One day my brother and I ran away, off into the vast wilderness that surrounded three sides of our home. We were gone a long time, and my mother, in anticipation of our return, got down the old quirt [whip], which had done noble duty on many previous occasions, and sat down to her sewing to wait for us .... Finally she saw us. We were on our way home, trudging aimlessly along through the mesquite brush, and at the same instant that my mother saw us she saw something else. Coming along directly behind us was a big drove of cattle!

. . . [T]here wasn't anything that anyone, except my brother, could have done to save us, and strange to say he did it. He had human intelligence. He and I saw the herd coming behind us, and instead of trying to outrun the cattle, as I tried to do, he grabbed me by the arm and ruthlessly dragged me into the middle of a huge mesquite bush, where, with a million thorns puncturing us in every direction, we remained, while about the same number of cattle, eyes glazed and horns cracking, went thundering past.

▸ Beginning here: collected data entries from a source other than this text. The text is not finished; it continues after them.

PR #1000, opened 2022-11-16
989 - IdsDataGrid: Allow custom selected cell colors

### LINKED ISSUE #989: IdsDataGrid: Show a custom background color and custom selection color
**Task**

M3 has the ability to customize row and cell color. We can do this via the cssPart feature as shown on example https://main.wc.design.infor.com/ids-data-grid/columns-custom-css.html

However, if they add selection the row selection color also needs to be customizable. So extend this example to show selection and add another setting(s) to set the custom color of the selected rows with another css part.

Should also have a callback s it can be set dynamically (takes a string or a function like the current one)

EdwardCoyle:
This PR adds a new IdsDataGridColumn setting, `cellSelectedCssPart`, which optionally allows a column to provide a dynamic [CSS part]() name that can be used to provide a custom background color -- or other CSS -- to selected/activated grid cells.

Closes #989

- Pull/build/run
- Open http://localhost:4300/ids-data-grid/columns-custom-css.html
- Click a cell without selecting the row (using the checkbox).  When the row is activated, slightly darker custom colors should appear on the cell.
- Select some rows using the checkboxes.   When the rows are selected, the same darker background colors are applied.

### DIFF
--- a/src/components/ids-data-grid/ids-data-grid.ts
+++ b/src/components/ids-data-grid/ids-data-grid.ts
@@ -1498,7 +1498,10 @@ export default class IdsDataGrid extends Base {
 
     this.state.selectedRows.push(index);
     this.updateDataRow(Number(row?.getAttribute('data-index')), { rowSelected: true });
-    if (row) this.updateRowCells(index, row);
+
+    if (this.rowSelection === 'single' || this.rowSelection === 'multiple') {
+      if (row) this.updateRowCells(index, row);
+    }
 
     this.triggerEvent('rowselected', this, {
       detail: {
@@ -1655,7 +1658,10 @@ export default class IdsDataGrid extends Base {
         let cssPart = columnData.cssPart || 'cell';
 
         // Updates selected rows to display the correct CSS part (also activated rows in mixed-selection mode)
-        if (row.classList.contains('selected') || row.classList.contains('activated')) {
+        if (
+          (this.rowSelection === 'mixed' && row.classList.contains('activated'))
+          || ((this.rowSelection === 'single' || this.rowSelection === 'multiple') && row.classList.contains('selected'))
+        ) {
           if (columnData.cellSelectedCssPart) cssPart = columnData.cellSelectedCssPart;
           else cssPart = 'cell-selected';
         }
--- a/src/components/ids-data-grid/ids-data-grid.ts
+++ b/src/components/ids-data-grid/ids-data-grid.ts
@@ -493,8 +493,8 @@ export default class IdsDataGrid extends Base {
    */
   #cssPart(column: IdsDataGridColumn, rowIndex: number, cellIndex: number) {
     const cssPart = column.cssPart || 'cell';
-    if (typeof column.cssPart === 'function') {
-      return column.cssPart(rowIndex, cellIndex);
+    if (typeof cssPart === 'function') {
+      return cssPart(rowIndex, cellIndex);
     }
     return cssPart;
   }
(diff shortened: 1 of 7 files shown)


test/ids-data-grid/ids-data-grid-func-test.ts
```diff
@@ -2478,25 +2483,4 @@ describe('IdsDataGrid Component', () => {
       expect(dataGrid.getAttribute('id-column')).toBeFalsy();
     });
   });
-
-  describe('Events Tests', () => {
```
andriivarhanov, line 2482: what's the reason to remove the test?

EdwardCoyle: Good question... I think I accidentally got rid of these during my last rebase.  Good catch 👍

andriivarhanov (approved):

tmcconechy (changes requested):
@EdwardCoyle just wondering about a few things :

1. The price column when activated looks slate? I guess this is just the example but can we make it like the other colors? makes it look not selected
2. Something seems wrong with the way it works for mixed selection. I.E. when i click the checkbox it should only activate the checkbox, clicking the row activates (its now activating and marking the checkbox) see http://localhost:4300/ids-data-grid/mixed-selection.html
3. Open src/components/ids-data-grid/demos/columns-custom-css.ts and you get a type error (or run `npx tsc`). I think just need to add the new setting cellSelectedCssPart to IdsDataGridColumn

tmcconechy:
@EdwardCoyle 

1. I changed it - so it has the same color -> super minor but just for esthetics
2. Yes i see it is a little incorrect for mixed -> click just the checkbox and in this case it shouldn't activate the row like http://localhost:4300/ids-data-grid/mixed-selection.html. But that being said  i think it would be ok to use multiple select in the example, then its correct. 
3. I dont see this anymore, sorry must have gotten my branches mixed

EdwardCoyle:
@tmcconechy I think I fixed the row highlighting logic when in mixed selection mode now... I misunderstood what you meant by "activate" since it seemed everything was working (just that highlighting the row was occurring on "select" in mixed selection mode when it shouldn't).  Can you take another look to confirm?

andriivarhanov (approved):

src/components/ids-data-grid/ids-data-grid.ts
```diff
@@ -1634,6 +1642,38 @@ export default class IdsDataGrid extends Base {
...
+
+    const cells = row.querySelectorAll('.ids-data-grid-cell');
+    if (cells?.length) {
+      [...cells].forEach((cell: Element, columnIndex: number) => {
+        const columnData = this.columns[columnIndex];
+        let cssPart = columnData.cssPart || 'cell';
+
+        // Updates selected rows to display the correct CSS part (also activated rows in mixed-selection mode)
+        if (
+          (this.rowSelection === 'mixed' && row.classList.contains('activated'))
```
clayinfor, line 1662: These conditionals could be made more readable as follows:
```javascript
const isMixed = this.rowSelection === 'mixed';
const isNotMixed = !isMixed; // this.rowSelection === 'single' || this.rowSelection === 'multiple'; 
const isActivatedAndMixed = row.classList.contains('activated') && isMixed;
const isSelectedAndNotMixed = row.classList.contains('selected') && isNotMixed;

if (isMixedAndActivated || isSelectedAndNotMixed) {
  cssPart = columnData.cellSelectedCssPart || 'cell-selected';
}
```

clayinfor (commented):
👍

PR #1002, opened 2022-11-17
993 - IdsDataGrid row navigation setting

### LINKED ISSUE #993: IdsDataGrid: CellNavigation with keyboard and setting
**Enhancement**

- Add setting `cellNavigation` / true or false
- when off it behaves like this https://main-enterprise.demo.design.infor.com/components/datagrid/example-key-row-select.html
- default is on as it is now
- will need to style row selection and row focus
- keyboard up/down / enter to select as the example

jdilag90:
Added a row-navigation setting for data grid. Allows the user to focus the entire, not the just column, when navigating the data grid via keyboard/clicks. Changed naming to `rowNavigation` instead of `cellNavigation` , since cell navigation is the default behavior.

Closes #993 

2. Go to http://localhost:4300/ids-data-grid/row-navigation.html
3. Click on any row, ensure entire row has focused styles
4. Navigate the rows via keyboard arrows, ensure the navigated rows have focused styles
5. Hit spacebar on focused rows to select them

Mixed Selection Row Navigation
1. Go to http://localhost:4300/ids-data-grid/mixed-selection.html
2. Add `row-navigation` attribute to <ids-data-grid>,  or run in console `$('ids-data-grid').rowNavigation = true;`
3. Navigated rows should have focused and activated styles

### DIFF
--- a/doc/CHANGELOG.md
+++ b/doc/CHANGELOG.md
@@ -12,6 +12,7 @@
 - `[DataGrid]` Added suppress row click for selection functionality. ([#737](https://github.com/infor-design/enterprise-wc/issues/737)
 - `[DataGrid]` Added support for context menu. ([#963](https://github.com/infor-design/enterprise-wc/issues/963))
 - `[DataGrid]` Added rowclick and rowdoubleclick events. ([#994](https://github.com/infor-design/enterprise-wc/issues/994))
+- `[DataGrid]` Added rowNavigation functionality. ([#993](https://github.com/infor-design/enterprise-wc/issues/993))
 - `[Icons]` All icons have padding on top and bottom effectively making them 4px smaller by design. This change may require some UI corrections to css. ([#6868](https://github.com/infor-design/enterprise/issues/6868))
 - `[Icons]` Over 60 new icons and 126 new industry focused icons. ([#6868](https://github.com/infor-design/enterprise/issues/6868))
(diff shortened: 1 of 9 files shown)


tmcconechy (changes requested):
Some minor things

1. The colors / theme(s)
2. Might be able to use `:focus-within` instead of adding the class.
3. The border looks thicker on the bottom -> maybe can use box shadows?
4. If possible the box shadow effect in addition to the borders would be nice to have (like the single cells focus state)

tmcconechy (commented):
Oh also can you add a brief note to https://github.com/infor-design/enterprise-wc/blob/main/src/components/ids-data-grid/README.md#converting-from-previous-versions-breaking-changes about the setting being renamed...

clayinfor (approved):
Looks good 👍 ... the only thing I noticed was that pressing the Spacebar on a highlighted row selects (or deselcts) that row, but pressing the Enter/Return key does not.

tmcconechy:
@clayinfor i think thats correct enter does other actions like click a button cell or submit. Space is the right key for selection see https://www.htmlelements.com/demos/grid/datagrid-bind-to-json/ as one example

tmcconechy (dismissed):

tmcconechy:
@jdilag minor lint error

deep7102 (approved):
Looks good 🍌

tmcconechy (approved):

PR #1038, opened 2022-12-08
1006 - IdsDataGrid setFilterCondition filtered event bug

### LINKED ISSUE #1006: IdsDataGrid: Filter customization bugs
**Describe the bug**
When setting filter values using this.idsDataGrid.filters.setFilterConditions(filters), it triggers the filtered event which m3 things it shouldn't.
 
**To Reproduce**

1. Make an example in the filter examples with a button that calls setFilterConditons to set the filter conditions inline and an event handler that logs `filtered` event
2. Click it
4. See error -> should only log after applyFilter
5. also m3 would like a setting to hide the filter conditions button. we have a setting `filterTerms` for this.
6. Also i think `filterTerms` doesnt seem like the right name for setting the conditions. Maybe change to `filterConditions` instead before we go live

**Expected behavior**
- `this.idsDataGrid.filters.applyFilter` should trigger the filtered event not setting the values
- setting `filterTerms=[]` should hide the conditions button on the column or an explicit option `hideConditions=True`
- rename `filterTerms` to `filterConditions`

jdilag90:
Fixed bug where 'filtered' event fired when calling setFilterCondition. It should only fire when applyFilter is called.
Now setFilterCondition() doesn't automatically call applyFilter. Also, passing an empty Array for `filterCondition`, formerly `filterTerms`, will remove the filter conditions popup menu button from the grid column header.

Closed #1006 

2. Go to http://localhost:4300/ids-data-grid/filter-custom.html
3. At the input on top of demo page, type in a color value for data grid of products
4. Click set filter btn, check that `filtered` event isn't logged on console and your color value is reflected in the `no-operator` grid header.
5. Click apply filter btn, check that `filtered` event is logged on console
6. Check that the pre existing grid header filters/btns work normally and log `filtered` event
7. Try setting an empty array to `filterConditions` prop for `productName` column data inside grid/demos/filter-custom.ts. It should remove the filter menu button inside that column's grid header.


andriivarhanov (approved):
looks good

tmcconechy (commented):
Looks good - not even really a problem but maybe worth checking is..

- if i type in the input and press the buttons
- then go back and clear the input -> expecting to be able to reset the filter 
- as it does work in the inputs to clear the values and hit enter to filter

jdilag90:
@tmcconechy updated example input to listen to Enter and Backspace keys. It should update the filter conditions when you press on those keys

EdwardCoyle (approved):
Looks good @jdilag90 👍

janahintal:
QA Passed. Verified in https://main.wc.design.infor.com/ids-data-grid/filter-custom.html 
image

PR #1052, opened 2022-12-16
667/958/959 - Create/Integrate standalone popup component for IdsDatePicker

### LINKED ISSUE #667: IdsPopup/IdsDataGrid: Popup is cutoff by Data Grid containment

### LINKED ISSUE #958: IdsDatePicker/IdsTimePicker - Separate Popups into their own components
The current structure of the "Picker" components isn't flexible enough to be contained inside of other components.  

For example, containing both the IdsTriggerField and IdsPopup in the same IdsDatePicker shadow root causes the IdsPopup to be bound by the IdsDatePicker's CSS containment rules, like overflow: hidden or contain: content;  

In #667, the IdsDataGrid has these CSS rules applied in order to control the grid's virtual scrolling and number of displayed records.  Any Date Picker components displayed in the Data Grid are cut off at its borders because of the Picker menu's containment.

Other Popup types, such as IdsPopupMenu, are designed in a way that allows the menu to be connected to a triggering element without being nested inside the component.  We should replicate this model in all picker-style components, and share as much code as we can across all pickers to facilitate.

- Maybe need a generic Picker component/interface to describe

**Additional context**
Required for #667 to be complete

### LINKED ISSUE #959: IdsDatePicker/IdsMonthView - Remove interdependency
**Describe the bug**
Currently the IdsDatePicker and IdsMonthView components implicitly depend on each other:

- Month View import (https://github.com/infor-design/enterprise-wc/blob/main/src/components/ids-month-view/ids-month-view.ts#L31)
- Date Picker import (https://github.com/infor-design/enterprise-wc/blob/main/src/components/ids-date-picker/ids-date-picker.ts#L23)

The IdsDatePicker currently "reconfigures" itself depending on its use case (displayed as a trigger field vs displayed as a dropdown attached a button for use in a calendar toolbar).  In some situations, this design causes the Date Picker to need to load another copy of itself into its own shadow root in order to display pieces like the PickList menu.  This is a circular dependency problem we need to address.

**Expected behavior**
We should revisit the component design and see if there's a way to separate out the piece that would be the trigger field from the piece that would be attached to calendars.  Sharing these two views requires mixing of logic that might be more easily understood by a new developer separately.

As part of this, we should see if there is better code sharing to be done between the Month View/Week View/Calendar/Date Picker components that could be off-loaded to common libraries or utils

**Additional context**
Discovered while working on #667

EdwardCoyle:
This PR makes a number of changes to the IdsDatePicker component and its child components to resolve some known issues:
- A new, standalone "popup" component, `IdsDatePickerPopup` has been introduced, which contains only the IdsDatePicker's "popup" contents. (see [#958](#958))
- This component is built on top of a new base component `IdsPickerPopup`, which is intended to be used for other "picker"-style components in the future.
- `IdsDatePickerPopup` is now used in the IdsDataGrid with a new IdsTriggerField-based column filter, in place of what used to be the entire IdsDatePicker.  This fixes a problem with the popup being cut off by IdsDataGrid due to its encapsulation in the parent component (see [#667](#667))
- There is now a separate component, `IdsMonthYearPicklist` for the Month/Year/Week number picklist that was previously handled directly in the IdsDatePicker.
- The toolbar that used to exist inside the `IdsMonthView` and `IdsWeekView` for controlling those views has been moved out of these components and into `IdsCalendar`.  Additionally, `IdsDatePickerPopup` has a smaller, but similar toolbar for controlling its own MonthView.  These two changes fix a circular dependency problem, where date pickers used to depend on month views, and vice-versa (see [#959](#959)).
- IdsCalendar's "date picker dropdown" is now directly using `IdsDatePickerPopup`, instead of implementing a full IdsDatePicker.
- Some attribute setters/getters, and some utility functions, that were previously duplicated in a handful of places now exist in shared mixins `IdsDateAttributeMixin` and `IdsMonthViewAttributeMixin`.  These mixins are used in IdsDatePicker, IdsDatePickerPopup, IdsMonthView, IdsWeekView, etc to handle setters/getters, and their callbacks are implemented for behavior specific to each component.
- The original IdsDatePicker component still exists for general in-page use, and has also been updated to use the IdsDatePickerPopup internally.

*NOTE:* For full transparency, this PR doesn't cover changing IdsTimePicker.  We need to push changing that component in this manner to a separate issue since the scope of this one is huge.

Closes #667
Closes #958
Closes #959

Pull/Build/Run... then test these scenarios:

http://localhost:4300/ids-date-picker/picker-only.html
- This page demonstrates a single IdsDatePickerPopup instance, shared across 4 trigger fields, updating its values/settings whenever a new trigger field is accessed.
- Make sure picking dates from the picker works, and dates are set on the trigger field accordingly.
- Make sure opening the picker against a new trigger field updates the date values accordingly.
- Try using the month/year/week number picklist as well.

http://localhost:4300/ids-date-picker/example.html
http://localhost:4300/ids-date-picker/sandbox.html
http://localhost:4300/ids-date-picker/disabled-dates.html
- All previous examples should work as expected, utilizing the new picker popup

http://localhost:4300/ids-month-view/example.html
http://localhost:4300/ids-week-view/example.html
- These examples should still work, but they no longer display their previous toolbars for navigation (API calls to these components will still cause their displayed date ranges to change).

http://localhost:4300/ids-calendar/example.html
- This example contains the promoted IdsToolbar for navigating all views (month/week/day).
- Test that navigation works.
- Test that its still possible to add/update calendar events.
- Test that the IdsDatePickerPopup appears when clicking the Toolbar button with the enlarged date.  Choosing a date here should cause any active view to switch to that date.
- Test that navigating between months inside the IdsDatePickerPopup doesn't cause the event details pane to change contents (this should only happen after a date is chosen).

http://localhost:4300/ids-data-grid/filter-trigger-fields.html
- This example contains a filterable date column.
- Click the calendar icon in the date column header's trigger field.  It should activate an IdsDatePickerPopup.
- Pick a date such as "4/23/2021" to make sure filtering works as expected.
- Also note that the IdsDatePickerPopup is not cut off by the IdsDataGrid's boundaries once filtering occurs.


src/components/ids-picker-popup/README.md
```diff
@@ -0,0 +1,2 @@
+# Ids Picker Popup
```
tmcconechy, line 1: Empty readme? Maybe something basic or exclude it..

tmcconechy (changes requested):
Looks great just did a little testing and came up with the following suggestions.

1) http://localhost:4300/ids-date-picker/picker-only.html i dont 100% get what picker only means as compared to http://localhost:4300/ids-date-picker/example.html 
2) on http://localhost:4300/ids-date-picker/picker-only.html (but not example.html) i fi click the trigger while its opened it doesnt toggle closed
3) on http://localhost:4300/ids-calendar/example.html i noticed the keyboard does allow you to get to the datepicker. But if you do get to it by clicking when you open it the keyboard stops working. I.E. click it down, arrow, use arrow keys
4) could add a quick note to change log

jdilag90:
Nice work with the refactor! Just found a few things

Inside an [IdsCalendar in MonthView](https://main.wc.design.infor.com/ids-calendar/example.html) mode, days with more than 3 events have an overflow text/btn in the day container element (ex. 10/22/2019 has `+4 More`) . Clicking it should switch the Calendar to IdsWeekView's day view. This still works, but the `viewPicker` display value doesn't change to `Day`. Could be fixed by programmatically setting `value` of the viewPicker's IdsMenuButton where `overflow-click.calendar-container` is handled inside IdsCalendar.

When clicking on a day inside calendar, it sets the active date in the monthview and the date picker popup. Looks like the date picker popup's active date doesn't match the Calendar MonthView's active date. 

In the [picker only first example](http://localhost:4300/ids-date-picker/picker-only.html). Open date picker popup, click on a date. Open popup again and change solely the time using time picker. Looks like updated time values aren't reflected in the trigger field. It does update though if you set the time with time picker and then click on a date

deep7102:
Looks relay nice! saw few small things:

Read only
http://localhost:4300/ids-date-picker/example.html
- see `Date Field (readonly)`
- it should not let edit it's value
- fyi: see 4.x https://main-enterprise.demo.design.infor.com/components/datepicker/example-index.html

Date picker not switch modes in-range -vs- normal
http://localhost:4300/ids-data-grid/filter-trigger-fields.html
- in `Pub. Date` column
- click on filter conditions popup and choose `In Range`
- open date picker in filter field
- it should be set as `in-range` date picker
- if choose any other option (ie. Equals) should switch back to normal date picker type

EdwardCoyle:
Thanks everyone for the feedback.  I think this one is ready for a re-review.  

@tmcconechy @deep7102 I've addressed all the feedback in your comments and I think I've covered it all.

@jdilag90 I addressed all of these except for the last point --  the Time Picker doesn't affect each time portion in the trigger field on its own on https://main.wc.design.infor.com/ids-date-picker/sandbox.html -- however it is inconsistent with the 4.x components.  I'm not sure what the right behavior is so I kept as-is for now.

deep7102:
Date picker read-only, switch modes `in-range` -vs- `normal` looks good.

JS error on page load http://localhost:4300/ids-data-grid/filter-trigger-fields.html

Screen Shot 2022-12-22 at 12 15 59 PM

deep7102 (approved):
Looks good 🍌

tmcconechy:
All good from me as well...

tmcconechy (approved):

Issue #1012, opened 2022-11-23
IdsButton: In Angular the buttons may not be rendered as icon buttons


tmcconechy:
**Describe the bug**
In an angular project the buttons seem not rounded when they should be. Assume that https://github.com/infor-design/enterprise-wc/blob/main/src/components/ids-button/ids-button.ts#L91 is firing before the child contents are loaded so the class is not getting added.

**To Reproduce**

1. Go to https://stackblitz.com/edit/angular-ivy-o8lcre?file=src%2Fapp%2Faccess-controls%2Fcomponents%2Faccess-list%2Fheader%2Faccess-list-header.component.html,package.json
2. Notice the icon buttons on the card are not rounded

**Expected behavior**
Should be rounded.

**Suggested Actions**
Make `type="icon"` a new button type - or a new setting (need to consider all the different settings)

EdwardCoyle:
This may be related to #941

EdwardCoyle:
Noting that @tmcconechy's hunch was right and the component is checking for child contents too early.

I discovered as a workaround that using the IdsButton's `icon` attribute instead of composing the icon HTML works in Angular and gets the desired outcome:

before:
```html
<ids-menu-button id="menu-button" [attr.menu]="'menu'">
  <ids-icon icon="sort-down"></ids-icon>
  <span class="audible">Sort</span>
</ids-menu-button>
``` 

after:
```html
<ids-menu-button id="menu-button" [attr.menu]="'menu'" icon="sort-down">
  <span class="audible">Sort</span>
</ids-menu-button>
```

We can recommend the second way for now, but we should try and make both work

EdwardCoyle:
This [StackBlitz fork](https://stackblitz.com/edit/angular-ivy-hktteg?file=src/app/access-controls/components/access-detail/access-detail.component.html) demonstrates the original example using the workaround on all buttons.

danielortiz1982:
@EdwardCoyle after viewing the StackBlitz I noticed the dropdown is being covered. Not sure if this issue is related or something new. Just wanted to point that out. 👍 
<img width="538" alt="Screen Shot 2023-01-10 at 12 44 22 PM" src="https://user-images.githubusercontent.com/5215954/211625300-f5c3c284-34f8-41a6-9b92-2183d7308f4a.png">

EdwardCoyle:
[...]

PR #1090, opened 2023-01-05
1012 - Minor changes to fix Angular builds

EdwardCoyle:
While trying to test #1012 I ran into an issue with using `npm link` to create a local build of our latest WC `main` branch to the [Angular component examples](https://github.com/infor-design/enterprise-wc-examples/tree/main/angular-ids-wc) repo.  I discovered that there's a compile-time error due to some recent additions to the WC library that prevents the Angular component examples from compiling.

This was the error I saw:

Screen Shot 2023-01-05 at 10 26 19 AM

After some digging I discovered many of these properties originate inside mixins as get/set pairs, and are extended inside some component classes for various reasons,  `tsc` compiles these two things without any errors, so it appears the WC build works as expected.  However, we see the errors above once we try to import the library in our Angular examples.  

This is because the get/set pairs called out in the above errors are converted to regular properties in the mixin `d.ts` at compile time.  After this happens, the classes extensions with get/set pairs are mismatched, and any future builds depending on them cause errors.  See the below example of `rangeSettings` in IdsDateAttributeMixin on the left, compared to its `d.ts` output on the right:

| source | output |
| ---- | ---- |
| Screen Shot 2023-01-03 at 11 39 16 AM | Screen Shot 2023-01-03 at 11 44 42 AM |

Now compare this with the source of IdsDatePickerPopup on the left, compared to its `d.ts` output on the right:

| source | output |
| ---- | ---- |
| Screen Shot 2023-01-03 at 11 43 21 AM | Screen Shot 2023-01-03 at 11 42 39 AM |

This type of mismatch seems to cause the error.  In the interests of getting the NG examples building for dev/testing purposes, I created this PR to fix the five issues called out above by altering the way they're implemented.  In some cases I've put in helper methods for getting/setting these properties where nested.  In the case of the `scrollTop` property in IdsVirtualScroll, I used an enumerated prop since it's a similar case to [one that was needed in IdsButton](https://github.com/infor-design/enterprise-wc/blob/main/src/components/ids-button/ids-button.ts#L47-L52)

Related to #1012
Related to #958 

- Pull this branch
- Use `npm run publish:link` to push this branch to local NPM repo for linking
- Also pull the latest copy of `main` from the [WC Examples Repo](https://github.com/infor-design/enterprise-wc-examples)
- Switch to the `angular-ids-wc/` examples folder, and run `rm -rf node_modules && npm i && npm link ids-enterprise-wc`
- Use `npm start` to run.  The project should compile without errors.
- Smoke test http://localhost:4200/ids-date-picker
- Smoke test http://localhost:4200/ids-virtual-scroll


tmcconechy (approved):
These are all getters that arent settings right?

EdwardCoyle:
@tmcconechy only `activeDate` was a standalone getter.  `useRange`, `rangeSettings`, and `firstDayOfWeek` come from the date/month mixins and were originally get/set pairs.

andriivarhanov (approved):

deep7102 (approved):

PR #1103, opened 2023-01-19
1044 - IdsButton/IdsTabs Add hide focus mixin

### LINKED ISSUE #1044: IdsButton/IdsTabs: Focus State on Click
**Describe the bug**
Feedback on higher ups is they dont like the focus state activating when clicking. So we should go back to the "old" way.

**To Reproduce**

1. Go to https://main.wc.design.infor.com/ids-button/example.html and https://main.wc.design.infor.com/ids-tabs/example.html
2. Click on any button. it should focus but not show the focus state
3. Key to the buttons with tab. it should show the focus state
4. Same also for trigger fields (possibly other places)
5. Make this a setting hideFocus... true by default in dark and light mode, off in contrast (shows focus in contrast mode)

**Additional context**
Possibly use a hideFocus mixin - so it can be added to more components. (Can also look at EP code if needed)

Test accessibility further
- contrast
- screen reader 
- zoom (down up 35%)

andriivarhanov:
This PR adds `IdsHideFocusMixin` to toggle `hide-focus` CSS class for a component's container depends on how the component receives focus, click or a keyboard key.
The mixin was added to `ids-button` and `ids-tab`.
The mixin was tested on checkbox, radio, switch, input and related components.

Note: it doesn't work in Safari browser same as EP implementation and it looks like there are no workarounds since Safari doesn't focus buttons

Closes #1044

- pull and build
- go to http://localhost:4300/ids-button/example.html
- press Tab on your keyboard and see there is visible focus on every non disabled button
- click on a button and see there is no focus (for light and dark mode)
- switch to contrast mode and see the focus is visible on click
- go to http://localhost:4300/ids-button/focus-on-click.html where `hide-focus` is turned off
- see the focus is visible on click
- go to http://localhost:4300/ids-tabs/example.html
- see the focus is visible when tabbing to the active tab and right/left arrow key, the focus is not visible on click on a tab
- compare to EP example https://main-enterprise.demo.design.infor.com/components/button/example-index.html 

### DIFF
--- a/doc/CHANGELOG.md
+++ b/doc/CHANGELOG.md
@@ -16,6 +16,7 @@
 - `[Breadcrumb]` Fixed popup menu being cutoff in truncated example. ([#906](https://github.com/infor-design/enterprise-wc/issues/906))
 - `[Button]` Removed named `text/icon` slots, re-worked the `iconAlign` setting to use only the default slot, and updated all examples/tests/docs to use only the default slot ([#839](https://github.com/infor-design/enterprise-wc/issues/839))
 - `[Button]` Updated all button style variants to reflect new IDS designs. ([#1046](https://github.com/infor-design/enterprise-wc/issues/1046))
+- `[Button/Tabs]` Added hide focus mixin. ([#1044](https://github.com/infor-design/enterprise-wc/issues/1044))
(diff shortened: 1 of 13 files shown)


tmcconechy (approved):
Well Done! Looks great 👍🏻

EdwardCoyle (approved):
Awesome!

I say "a million went thundering by," because, although it is probable there were only about fifteen hundred, and they were merely trotting, they were countless to me .... In her joy at having us restored to her, even though we were considerably damaged by thorns, my mother forgot all about the quirt, gathered us into her arms, wept over us, and treated us generally to an amount of love of which we were entirely unworthy. But later on, because my mother was always very just, she remembered that we had something coming to us, and so, but in a modified form, we got it before we retired.